WHAT NEEDS TO BE DONE. The required lines are those that contain "jwtDecode"; pull them out of the data and copy them.

MATERIAL FOR THIS TASK.
PR #1337, opened 2023-10-16
Refactor TabStats & AutoSyncingMap to limit requests and use session storage

smalluban:
* Refactor `AutoSyncingMap` to use `storage.session` and limit ttls to 1 day, and limit entries to 1000 (equals 1k open tabs, so it should be sufficient)
* Limits `tracker.requests` to 10 for each group (observer, blocked, modified)
* Adds `trackersCount` property and`blocked` and `modified` flags to `tracker` model
* Updates Panel UI
* Minor fix of the icon update (sometimes it did not clear the wheel after the navigation to the page without trackers)

### DIFF
--- a/extension-manifest-v3/src/background/stats.js
+++ b/extension-manifest-v3/src/background/stats.js
@@ -64,19 +64,17 @@ async function refreshIcon(tabId) {
     );
   }
 
-  if (data.path || data.imageData) {
-    // Note: Even in MV3, this is not (yet) returning a promise.
-    chromeAction.setIcon({ tabId, ...data }, () => {
-      if (chrome.runtime.lastError) {
-        console.debug(
-          'setIcon failed for tabId',
-          tabId,
-          '(most likely the tab was closed)',
-          chrome.runtime.lastError,
-        );
-      }
-    });
-  }
+  // Note: Even in MV3, this is not (yet) returning a promise.
+  chromeAction.setIcon({ tabId, ...data }, () => {
+    if (chrome.runtime.lastError) {
+      console.debug(
+        'setIcon failed for tabId',
+        tabId,
+        '(most likely the tab was closed)',
+        chrome.runtime.lastError,
+      );
+    }
+  });
 
   if (Options.trackerCount) {
     try {
@@ -101,12 +99,10 @@ function updateIcon(tabId) {
         delayMap.delete(tabId);
         refreshIcon(tabId);
       },
-      // Firefox flickers when updating the icon, so we should expand the throttle
+      // Firefox flickers when updating the icon, so we should expand the debounce delay
       __PLATFORM__ === 'firefox' ? 1000 : 250,
     ),
   );
-
-  refreshIcon(tabId);
 }
 
 export function updateTabStats(tabId, requests) {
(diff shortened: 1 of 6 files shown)


extension-manifest-v3/src/background/stats.js
```diff
@@ -253,7 +269,7 @@ function setupTabStats(tabId, request) {
     tabStats.delete(tabId);
   }
 
-  updateIcon(tabId);
+  updateIcon(tabId, true);
```
philipp-classen, line 272: Is the "true" parameter intentional? From the function signature, it has only argument as far as I can tell.

smalluban: Sorry, it's a left over when I was fixing the issue with icon (didn't help and was not needed). I'll clear it up.

extension-manifest-v3/src/background/stats.js
```diff
@@ -147,12 +143,34 @@ export function updateTabStats(tabId, requests) {
...
-          modified: request.modified,
-        });
+        if (!tracker.requests.some((r) => r.url === request.url)) {
+          tracker.requestsCount = (tracker.requestsCount || 0) + 1;
+          tracker.blocked = tracker.blocked || request.blocked;
+          tracker.modified = tracker.modified || request.modified;
+
+          let blocked = Number(request.blocked);
+          let modified = Number(request.modified);
+          let observed = !blocked && !modified ? 1 : 0;
```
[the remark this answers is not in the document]
smalluban: It depends on the platform. On Safari we can only observe, but they might be blocked (we just don't know that). On chromium we have blocked, but not modified (antytracking doesn't work).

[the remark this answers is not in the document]
smalluban: In short, observed is our the last resort if anything else doesn't match.

extension-manifest-v3/src/background/utils/map.js
```diff
@@ -69,7 +69,11 @@ export default class AutoSyncingMap {
     // and log it. A potential improvement could be to treat the
     // in-memory map as the source of truth in that scenario.)
     this._pending = new Promise((resolve, reject) => {
-      chrome.storage.local.get([this.storageKey], (result) => {
+      // Migration to session storage
+      // TODO: Remove this code after a few releases
+      chrome.storage.local.remove(this.storageKey);
```
philipp-classen, line 74: I wonder if it could be better in this case to move the migration out of the class? Maybe to the place where the class is initialized?

https://github.com/ghostery/ghostery-extension/blob/5607209f8297e27206852d3158cce623a0c8aa47/extension-manifest-v3/src/background/stats.js#L27

We currently lack a good place where to put migration into and the code that cleans up the storage has to live somewhere. One advantage of moving it out of the class is that AutoSyncingMap is potentially reusable, but the migration is only needed for the specific case of removing the "tabStats:v1" key.

smalluban: Current solution might have only impact on the startup, as remove is called when map is initialized. We can move it to the `stats.js` root module, but it still will be called each time background process starts.

After all, any other solution will be just for different code style. For me.keeping in the map implementation is the right place.

philipp-classen: We can keep it here. Though it will be called at each service worker start in both cases, since it is in the code path of the constructor.

extension-manifest-v3/src/background/utils/map.js
```diff
@@ -69,7 +69,11 @@ export default class AutoSyncingMap {
...
+
+      chrome.storage.session.get([this.storageKey], (result) => {
```
philipp-classen, line 76: After switching to session storage, please update the comment on the class ("with local storage from time to time" -> "with session storage from time to time")

philipp-classen (approved):

extension-manifest-v3/src/background/utils/map.js
chrmod, line 76: what's the status of chrome.storage.session on safari? do we have to bump the minimal OS requirements?

chrmod (approved):
Looks very good. My only worry is if `chrome.storage.session` will work on older versions of Safari.

extension-manifest-v3/src/background/utils/map.js
philipp-classen: chrome.storage.session support came with Safari 16.4 (Released 2023-03-27)

smalluban: We can make a fallback to `chrome.storage.local` if the `chrome.storage.session` is not available.

PR #1361, opened 2023-10-30
Upgrade Node.js to 20.9.0

philipp-classen:


smalluban:
With https://github.com/ghostery/ghostery-extension/pull/1380 changes update node to 20.9.0 passes tests in v10, so the PR should be ready to merged after #1380.

PR #1364, opened 2023-11-02
MV3: fix cosmetic filter injection

chrmod:
The injection got broken on Safari due to removal of `onCommited` content script message in https://github.com/ghostery/ghostery-extension/pull/1333
But the MV3 implementation was never complete as the `adblocker` content script was injected to main frame only.

### DIFF
--- a/extension-manifest-v3/src/content_scripts/adblocker-scriptlets.js
+++ b/extension-manifest-v3/src/content_scripts/adblocker-scriptlets.js
@@ -1,0 +1,5 @@
+// Should only be needed on Safari:
+// the tabId of the initial chrome.webNavigation.onCommitted
+// is not reliable. When opening bookmarks, it can happen that
+// the event is associated with a tabId of 0.
+chrome.runtime.sendMessage({ action: 'onCommitted' });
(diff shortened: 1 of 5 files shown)


extension-manifest-v3/src/content_scripts/adblocker-scriptlets.js
```diff
@@ -0,0 +1,5 @@
+// Should only be needed on Safari:
+// the tabId of the initial chrome.webNavigation.onCommitted
+// is not reliable. When opening bookmarks, it can happen that
+// the event is associated with a tabId of 0.
+chrome.runtime.sendMessage({ action: 'onCommitted' });
```
philipp-classen, line 5: May it lead to double-injections?

chrmod: no, as this is loaded for Safari only and on Safari we listen to this message instead of listening to webNavigation https://github.com/ghostery/ghostery-extension/blob/f4ca329c15edaf073bd7297e6e2dfaddbb710d0e/extension-manifest-v3/src/background/adblocker.js#L303

smalluban, line 5: As this is used only for adblocker scriptlets, what do you think about renaming that event to something more specific like `injectScriplets` or `resolveScriptlets`?

smalluban (approved):

extension-manifest-v3/src/content_scripts/adblocker-scriptlets.js
chrmod: good idea!

philipp-classen (approved):

PR #1367, opened 2023-11-02
Safari: use single DNR list

chrmod:
Safari allows only 75k rules and does not support many DNR features like `requestDomains` or `initiatorDomains`. 

To save some space we merge 3 DNR lists for ads, trackers and annoyances into one, so we don't have to add exclusions and fixes multiple times. 

For now the cosmetic filters are still split but it in next iteration we may want to merge them into single engine. 

With those changes we were able to get a decent score in the [d3ward test](https://d3ward.github.io/toolz/adblock.html)

Screenshot 2023-11-02 at 22 25 38


smalluban (changes requested):
main vs this branch on my macOS 14.0, Safari 17.0
Zrzut ekranu 2023-11-3 o 09 46 55
Zrzut ekranu 2023-11-3 o 09 45 26

smalluban (approved):

PR #1380, opened 2023-11-13
Update npm dependencies in v10

smalluban:
Updates dependencies for v10, but as some packages are shared with v8, they are updated in both versions.

Both:
* `adblocker` and `adblocker-*`
* `@duckduckgo/autoconsent`
* `hybrids`
* `tldts-experimental`
* `web-ext`

v10 only:
* `vite`
* `jwt-decode`
* `@github/relative-time-element`


extension-manifest-v3/scripts/build.js
```diff
@@ -136,7 +136,7 @@ if (manifest.declarative_net_request?.rule_resources) {
 }
 
 // generate license file
-import('../../tools/licenses.js');
+execSync('node ../tools/licenses.js', { stdio: 'inherit' });
```
smalluban, line 139: We need to be sure that this process ends before rollup starts, as it creates `node_modules` path inside of the v10 folder on the fly, and clears it out at the end.

extension-manifest-v3/scripts/download-engines/index.js
```diff
@@ -11,7 +11,6 @@
 
 import { writeFileSync } from 'fs';
 import { resolve } from 'path';
-import fetch from 'node-fetch';
```
smalluban, line 14: Fetch is supported in Node v19

extension-manifest-v3/src/content_scripts/whotracksme/reporting.js
```diff
@@ -1,4 +1,4 @@
-import { recordMouseDown } from '@whotracksme/webextension-packages/packages/reporting/content-script';
+import { recordMouseDown } from '@whotracksme/webextension-packages/packages/reporting/src/request/content-script.js';
```
smalluban, line 1: There is an issue with using nested `package.json` with the newest rollup. I suggest flattening the `@whotracksme/webextension-packages` project to a single package (containing communication and reporting) - for now we also send a lot of garbage data to npm, like tests, examples, etc.. (they are not cleared when main package is created).

extension-manifest-v3/src/utils/api.js
```diff
@@ -9,7 +9,7 @@
  * file, You can obtain one at http://mozilla.org/MPL/2.0
  */
 
-import jwtDecode from 'jwt-decode';
+import { jwtDecode } from 'jwt-decode';
```
smalluban, line 12: The new version requires using name import.

extension-manifest-v3/src/content_scripts/whotracksme/reporting.js
smalluban: I think we "hacked" a little, and they might change implementation of the module resolution in rollup, so the nested package.json stops working (beside the main import, as it still works). 

The error message when using exports:
```
[vite]: Rollup failed to resolve import "@whotracksme/webextension-packages/packages/reporting/content-script" from "/Users/dominik/Workspace/ghostery-extension/extension-manifest-v3/src/background/reporting/index.js".
This is most likely unintended because it can break your application at runtime.
```

smalluban: I checked, and it looks, that nested paths from a package are resolved to the path first, so there is no `reporting/content-script` and it fails. The `.../reporting` exists, and then it checks that there is `package.json`, so it uses it.

However, a package inside a package is not normally supported case, and we should flatten it. For now, we can import file directly, as I've changed it.

philipp-classen (approved):

chrmod (approved):

Bankrollshow (commented):
- [ ]

Bankrollshow (commented):
- [ ]

extension-manifest-v3/scripts/build.js
Bankrollshow: - [ ]

PR #1387, opened 2023-11-17
Add Youtube wall popup to v10

smalluban:
* Moves the UI for the Youtube wall popup into the `packages/ui`
* Unify logic for v8 and v10
* Adds a condition for `showIframe` to detect if the iframe is already shown
* Adds `detectWall` function
* Hides popup when "Open YouTube in a private window" is clicked

The current logic detects changes in the DOM and checks if the URL has changed. If so, selectors for the wall are checked if exists, and then we trigger showing up the iframe. As the iframe blocks displaying more than once, it triggers each time the selectors are found.

For the notice, Safari `chrome.windows.create()` silently returns a resolved promise if the extension is not allowed in private mode. The `chrome.extension.inIncognitoContext` also always returns `false`.


smalluban:
Initial @kalinme testing failed.

extension-manifest-v3/src/content_scripts/youtube.js
```diff
@@ -0,0 +1,55 @@
...
+
+// INFO: Safari always returns false for `inIncognitoContext`
+if (!chrome.extension.inIncognitoContext) {
+  (async () => {
+    if (await isFeatureDisabled()) return;
+
+    window.addEventListener('yt-navigate-start', () => closeIframe(), true);
+
+    detectWall(async () => {
+      if (await isFeatureDisabled()) return;
```
smalluban, line 43: YT page is long living app, so the condition must be checked each time - not only at startup (applies to v8 & v10).

philipp-classen (approved):

chrmod (approved):
Looks good!

Bankrollshow (commented):
- [ ]

extension-manifest-v3/src/background/helpers.js
```diff
@@ -16,6 +16,12 @@ chrome.runtime.onMessage.addListener((msg, sender, sendResponse) => {
...
       return true;
+    case 'openTabWithUrl':
+      chrome.tabs.create({ url: msg.url });
+      break;
+    case 'openPrivateWindowWithUrl':
+      chrome.windows.create({ url: msg.url, incognito: true });
+      break;
   }
 
   return false;
```
Bankrollshow, line 27: - [ ]

extension-manifest-v2/app/youtube/index.js
```diff
@@ -8,10 +8,10 @@
  * License, v. 2.0. If a copy of the MPL was not distributed with this
  * file, You can obtain one at http://mozilla.org/MPL/2.0
  */
+
```
Bankrollshow, line 11: -

Bankrollshow (commented):
- [ ]

PR #1424, opened 2023-12-18
Fix source url check for updating stats on Firefox

### LINKED ISSUE #1423: The panel doesn't display blocked or modified trackers
**Description:**
The Ghostery panel doesn't show blocked and/or modified trackers when a website is first accessed. When the website is reloaded, the panel shows the number of blocked and/or modified trackers.

**Steps to Reproduce:**
1. Open Ghostery Private Browser
2. Open website, for example https://www.wowhead.com/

PROBLEM SOLUTION.
-import jwtDecode from 'jwt-decode';
+import { jwtDecode } from 'jwt-decode';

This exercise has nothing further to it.